> _Provided data_:
Segment Open

PR #684, opened 2022-04-25
Adopt safe model and trial saving practices in the multi-worker setting

jamesmullenbach:
Based on the [reference guide](https://www.tensorflow.org/tutorials/distribute/multi_worker_with_keras#model_saving_and_loading) for saving models when training with multiple workers.

### DIFF
--- a/keras_tuner/engine/oracle.py
+++ b/keras_tuner/engine/oracle.py
@@ -114,7 +114,7 @@ class Oracle(stateful.Stateful):
         self.project_name = None
 
         # In multi-worker mode, only the chief of each cluster should report
-        # results.
+        # results and save trials.
         self.multi_worker = False
         self.should_report = True
 
@@ -233,6 +233,8 @@ class Oracle(stateful.Stateful):
                 )
                 trial.metrics.register(metric_name, direction=direction)
             trial.metrics.update(metric_name, metric_value, step=step)
+        if self.should_report:
+            self._save_trial(trial)
         self._save_trial(trial)
         # To signal early stopping, set Trial.status to "STOPPED".
         return trial.status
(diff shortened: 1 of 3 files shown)


keras_tuner/engine/oracle.py
```diff
@@ -233,6 +233,8 @@ def update_trial(self, trial_id, metrics, step=0):
                 )
                 trial.metrics.register(metric_name, direction=direction)
             trial.metrics.update(metric_name, metric_value, step=step)
+        if self.should_report:
+            self._save_trial(trial)
         self._save_trial(trial)
```
haifeng-jin, line 238: Should this line be removed?

haifeng-jin (commented):
Thanks for the PR!

keras_tuner/engine/tuner_utils.py
```diff
@@ -201,6 +206,10 @@ def on_epoch_end(self, epoch, logs=None):
         if self.objective.better_than(current_value, self.best_value):
             self.best_value = current_value
             self.model.save_weights(self.filepath)
+            # Remove temporary saved model files from non-chief workers.
+            ds_utils.remove_temp_dir_with_filepath(
+                self.filepath, self.model.distribute_strategy
+            )
```
haifeng-jin, line 212: Two questions about this part:
1. Why do we only remove the temp dir when we got a better result? Do we do it only when saving weights? However we also did a save_weights on line 203.
2. In the doc of `remove_temp_dir_with_filepath()`, the first arg should be the original file path, but it seems to be using the temporary file path assigned on line 197.

haifeng-jin (commented):
Please also check the linting errors with `sh shell/lint.sh`.
Thanks.

keras_tuner/engine/oracle.py
jamesmullenbach: Yes, thanks!

haifeng-jin (approved):
LGTM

Segment Closed

> _What the task asks_: Would it be possible to set down the full listing again, character for character?

> _Exercise result_:
PR #684, opened 2022-04-25
Adopt safe model and trial saving practices in the multi-worker setting

jamesmullenbach:
Based on the [reference guide](https://www.tensorflow.org/tutorials/distribute/multi_worker_with_keras#model_saving_and_loading) for saving models when training with multiple workers.

### DIFF
--- a/keras_tuner/engine/oracle.py
+++ b/keras_tuner/engine/oracle.py
@@ -114,7 +114,7 @@ class Oracle(stateful.Stateful):
         self.project_name = None
 
         # In multi-worker mode, only the chief of each cluster should report
-        # results.
+        # results and save trials.
         self.multi_worker = False
         self.should_report = True
 
@@ -233,6 +233,8 @@ class Oracle(stateful.Stateful):
                 )
                 trial.metrics.register(metric_name, direction=direction)
             trial.metrics.update(metric_name, metric_value, step=step)
+        if self.should_report:
+            self._save_trial(trial)
         self._save_trial(trial)
         # To signal early stopping, set Trial.status to "STOPPED".
         return trial.status
(diff shortened: 1 of 3 files shown)


keras_tuner/engine/oracle.py
```diff
@@ -233,6 +233,8 @@ def update_trial(self, trial_id, metrics, step=0):
                 )
                 trial.metrics.register(metric_name, direction=direction)
             trial.metrics.update(metric_name, metric_value, step=step)
+        if self.should_report:
+            self._save_trial(trial)
         self._save_trial(trial)
```
haifeng-jin, line 238: Should this line be removed?

haifeng-jin (commented):
Thanks for the PR!

keras_tuner/engine/tuner_utils.py
```diff
@@ -201,6 +206,10 @@ def on_epoch_end(self, epoch, logs=None):
         if self.objective.better_than(current_value, self.best_value):
             self.best_value = current_value
             self.model.save_weights(self.filepath)
+            # Remove temporary saved model files from non-chief workers.
+            ds_utils.remove_temp_dir_with_filepath(
+                self.filepath, self.model.distribute_strategy
+            )
```
haifeng-jin, line 212: Two questions about this part:
1. Why do we only remove the temp dir when we got a better result? Do we do it only when saving weights? However we also did a save_weights on line 203.
2. In the doc of `remove_temp_dir_with_filepath()`, the first arg should be the original file path, but it seems to be using the temporary file path assigned on line 197.

haifeng-jin (commented):
Please also check the linting errors with `sh shell/lint.sh`.
Thanks.

keras_tuner/engine/oracle.py
jamesmullenbach: Yes, thanks!

haifeng-jin (approved):
LGTM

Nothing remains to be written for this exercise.